Repeat, without any change, the entries presented below.
***** Entries supplied
PR #246, opened 2024-09-10
Limit action runners

ziw-liu:
Tweak GitHub actions settings.


ziw-liu:
@ieivanov if you know a better way to get NDTIFF examples we can also switch to it. Low priority since this is only making the test after merging PRs slower.

ieivanov (approved):

ieivanov:
Sorry for the late review - I'll leave the implementation up to you.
**********
● Solution to this problem:
PR #246, opened 2024-09-10
Limit action runners

ziw-liu:
Tweak GitHub actions settings.


ziw-liu:
@ieivanov if you know a better way to get NDTIFF examples we can also switch to it. Low priority since this is only making the test after merging PRs slower.

ieivanov (approved):

ieivanov:
Sorry for the late review - I'll leave the implementation up to you.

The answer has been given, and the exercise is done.